It’s time to make a list and check it twice — not by Santa, but for financial and estate planning goals.

“There’s nothing magic about reviewing goals at year end, but it is a good time to refocus people on their financial goals,” said Michael Joyce, co-founder and president of JoycePayne Partners, a Richmond-based financial planning firm.

“People have been working hard all year, and they are more focused on the day to day, not the big picture, long-term goals,” he said.

Joyce recommends that consumers make sure they have made beneficiary designations on their retirement accounts and 401(k) plans, that they double-check the accuracy of their wills and that they don’t overlook long-term disability coverage.

It’s also important to consider tax consequences. “In addition to looking at goals, we try at year end to look at strategies for reducing taxes.”

L. Michael Gracik Jr., managing partner at Keiter, a Henrico County-based accounting firm, said year’s end is a good time to review estate planning documents in light of changes to the estate tax laws.

He noted two changes resulting from the American Tax Payer Relief Act of 2012:

• The lifetime estate and gift tax exemption of $5 million per person — money that would be free of estate and gift taxes — was made permanent. The exemption was indexed for inflation, resulting in an exemption of $5.25 million for 2013 and $5.34 million for 2014.

The $5 million exemption was set to expire and revert to $1 million this year.

“Many folks had their estate planning documents drafted when exemption amounts were much lower, say, for example, $2 million,” Gracik said. “Their documents may refer to the old exemption amounts and may need to be changed to accomplish the intended purpose in light of the new amounts.”

• The portability of the exemption amount between spouses was made permanent.

Consider, for example, a couple where one spouse has $2 million in assets and the other has $7 million. If the spouse with assets of $2 million died first, under the prior law, $2 million would have been the extent of the exemption, not $5 million, and the extra $3 million of unused exemptions would have been lost.

With portability, the executor could pass $3 million in unused exemptions to the surviving spouse. The surviving spouse’s exemption then becomes $8 million, instead of $5 million. As a result, all $7 million in assets could pass to the next generation without any estate tax.

“With proper planning, a married couple can pass on assets of $10.5 million to their heirs free and clear of estate tax,” Gracik said.

“Everyone needs to revisit estate planning documents to make sure they still make sense.”

It’s also time to review annual exclusion gifts, Gracik said.

The maximum annual amount that a donor can give tax free to any one person is $14,000. There is no carry-over of this annual exclusion from one year to the next.

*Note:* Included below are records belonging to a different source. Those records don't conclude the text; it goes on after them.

PR #6689, opened 2026-06-01
fix(server): embed IANA timezone database for cron schedules

### LINKED ISSUE #6688: Cron schedules fail with “unknown time zone” in server container
### Component

server

### Describe the bug

Even when:
- TZ=Europe/Berlin is set

### Steps to reproduce

`

### Expected behavior

### System Info

```shell
```

### Additional context

### Validations

toller892:
## Problem

Cron schedules fail to accept any non-UTC timezone in minimal containers (Alpine, scratch) that lack system timezone data.

```
Error inserting cron. schedule could not parsed: unknown time zone Europe/Berlin
```

This affects both `TZ` and `WOODPECKER_TIMEZONE` environment variables.

Fixes #6688

## Root Cause

`time.LoadLocation()` relies on the IANA timezone database being available on the system. Alpine Linux and scratch containers don't include this by default.

## Fix

Import `time/tzdata` to embed the IANA timezone database into the server binary. This is the standard Go approach for ensuring timezone support in minimal environments.

### Changes
- `cmd/server/main.go`: Add `import _ "time/tzdata"`
- `cmd/server/tzdata_test.go`: Regression test verifying timezone loading works

### Trade-offs
- Binary size increases by ~450KB (the IANA timezone database)
- This is the same approach recommended by the [Go documentation](https://pkg.go.dev/time/tzdata)

## Testing

Run the regression test to verify the timezone database is embedded:

```
go test ./cmd/server/ -run TestTimezoneDatabaseAvailable -v
```

### DIFF
--- a/cmd/server/main.go
+++ b/cmd/server/main.go
@@ -20,6 +20,11 @@ import (
 	"context"
 	"os"
 
+	// Embed the IANA timezone database so that cron schedule
+	// timezones work in minimal containers (Alpine, scratch)
+	// that lack system timezone data.
+	_ "time/tzdata"
+
 	_ "github.com/joho/godotenv/autoload"
 	"github.com/rs/zerolog/log"
 
--- a/cmd/server/tzdata_test.go
+++ b/cmd/server/tzdata_test.go
@@ -1,0 +1,31 @@
+package main
+
+import (
+	"testing"
+	"time"
+)
+
+// TestTimezoneDatabaseAvailable verifies that the embedded IANA timezone
+// database is available. This ensures cron schedules work in minimal
+// containers (Alpine, scratch) that lack system timezone data.
+// Regression test for https://github.com/woodpecker-ci/woodpecker/issues/6688
+func TestTimezoneDatabaseAvailable(t *testing.T) {
+	timezones := []string{
+		"Europe/Berlin",
+		"America/New_York",
+		"Asia/Tokyo",
+		"Australia/Sydney",
+		"UTC",
+	}
+
+	for _, tz := range timezones {
+		loc, err := time.LoadLocation(tz)
+		if err != nil {
+			t.Errorf("time.LoadLocation(%q) failed: %v", tz, err)
+			continue
+		}
+		if loc == nil {
+			t.Errorf("time.LoadLocation(%q) returned nil location", tz)
+		}
+	}
+}


cmd/server/tzdata_test.go
```diff
@@ -0,0 +1,31 @@
...
+
+import (
+	"testing"
+	"time"
+)
+
+// TestTimezoneDatabaseAvailable verifies that the embedded IANA timezone
+// database is available. This ensures cron schedules work in minimal
+// containers (Alpine, scratch) that lack system timezone data.
+// Regression test for https://github.com/woodpecker-ci/woodpecker/issues/6688
```
6543, line 11: remove the test ... in normal dev/test enfironments we dont have this problem, but in our from scratch container, we do - witch this test never runs in

cmd/server/main.go
```diff
@@ -20,6 +20,11 @@ import (
 	"context"
 	"os"
 
+	// Embed the IANA timezone database so that cron schedule
+	// timezones work in minimal containers (Alpine, scratch)
+	// that lack system timezone data.
```
6543, line 25: we should move this codeblock to the cron package where timezone parsing is happening

6543:
also in this regards we should check if local timezone setting was mounted into the container ... and use that as default - else UTC , not sure if this simple trick does the job already that way ?

qwerty287:
There's the build flag `-tags timetzdata`, instead of embedding the data into all binaries (including non-docker ones), couldn't we just add compile with this tag when doing the xgo cross compilation? The cross-compiled binaries are added into the docker images then.

lafriks:
Why not just add timezone data into docker image?

See sample for scratch:

https://github.com/wntrtech/scratch/blob/main/Dockerfile

qwerty287:
closing this PR as it's the wrong approach. Maybe you could open a PR with your idea @lafriks?

lafriks:
Sure, I could do it this week

greggigon:
> closing this PR as it's the wrong approach. Maybe you could open a PR with your idea @lafriks?

I would not say it's a wrong approach, it's a different approach.
Both have it's pros and cons.

Has this actually been fixed? I still get the error on the latest stable build?
`woodpeckerci/woodpecker-server:v3-alpine`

“People need to decide before the end of the year whether they need to make additional gifts to use up the exclusion,” he said.

Gracik added that a 529 college education savings program is one of the best ways to save for a child’s education. It can be the avenue for the annual tax-free gift up to $14,000.

A married couple effectively gets double the annual exclusion. A married couple can gift $28,000 to an individual before having to touch the lifetime exemption for either of them.

Another new law that took effect this year is the net investment income tax, a 3.8 percent surtax on investment income of individuals, estates and trust.

The tax is part of the Affordable Care Act, enacted to help pay for health care changes.

It affects single people with gross incomes of more than $200,000 and married couples filing jointly with gross incomes of more than $250,000. It also affects some small businesses, people who invest in real estate and people who rely on income from trusts.

Trusts have lower thresholds than individuals for the 3.8 percent tax to kick in.

A trust will pay a 3.8 percent tax on any income greater than $11,650 a year in addition to a 20 percent capital-gains tax if income is generated from the sale of an asset such as stock.

“It’s important to take a look at where you stand with capital gains and losses,” Gracik said. “Some people may want to take losses before the end of the year to reduce their exposure to the net investment income tax.”

The end of the year also is time to get a handle on investment expenses, such as investment interest and state income taxes on investment income, because these expenses can reduce exposure to the tax, Gracik said.

Finally, this is the time of year to review investment portfolios.

“We’ve seen a big run-up in the stock market in 2013,” Gracik said. “It’s a good idea not to get complacent.”

Welcome to Corliss Law Group Estate Planning Law Corporation

Corliss Law is dedicated to serving the unique planning needs of the business owner and their families through thorough, carefully designed and implemented business and wealth preservation strategies and plans.  We work with you and your team of other advisors to organize your family’s legal, business, financial, tax, and philanthropic goals into a seamless unified plan and then we join with you in implementing that plan.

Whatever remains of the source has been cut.